The robots.txt, a creation of the Robots Exclusion Protocol, is a file that is stored in a website’s root directory (.e.g., example.com/robots.txt), and is used to provide crawl instructions to automated web crawlers that visit your website. The robots.txt file is used by webmasters to instruct crawlers which parts of their site they would like to disallow from crawls. The file also set something known as crawl-delay parameters.
How does a robots.txt file work?
Search engines and crawlers have two main jobs:
Crawling or “spidering” the world wide web to discover relevant content;
Indexing the various content found that it can be served up to searchers who are looking for information.

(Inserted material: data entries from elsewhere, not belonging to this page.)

PR #698, opened 2021-01-26
use latest setuptools/pip/buildout

jensens:
Works for me, lets see what GHActions and Jenkins thinks.

### DIFF
--- a/requirements.txt
+++ b/requirements.txt
@@ -1,10 +1,11 @@
 setuptools==54.0.0
-zc.buildout==2.13.3
-wheel
+zc.buildout==3.0.0b1
+pip==21.0.1
 
 # Windows specific down here (has to be installed here, fails in buildout)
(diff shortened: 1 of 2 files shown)


requirements.txt
```diff
@@ -1,7 +1,7 @@
-setuptools==50.3.0
-zc.buildout==2.13.3
-wheel
+setuptools==52.0.0
+zc.buildout==3.0.a2
```
tisto: I guess this should be 3.0.0a2. Do we really want to depend on a zc.buildout alpha? That should be fine for the 6.0 branch though...

jensens: Looks like it works despite the typo.

This is primary a quick test to see if it works. And it targets the 6.0 branch anyway.

jensens:
Yeah! @gotcha lots of hugs!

Search engines follow links on the page to get from one site to another, during this process — ultimately, crawling across many billions of links and websites.
When a search crawler arrives at a website, the first thing it would do is search for the robots.txt file, before its commencement of spidering. The moment it finds one, the crawler will go through that file before scanning through the page. Since the robots.txt file contains information about how the search engines should crawl, the information found there will aid in further crawling action on this particular site. If the robots.txt file does not contain any directives that disallow a user-agent’s activity or if the site doesn’t have a robots.txt file, it will proceed to crawl other information on the site.
Note: Not all web spiders follow robots.txt directions. Malicious bots can be programmed to ignore directions from the robots.txt file.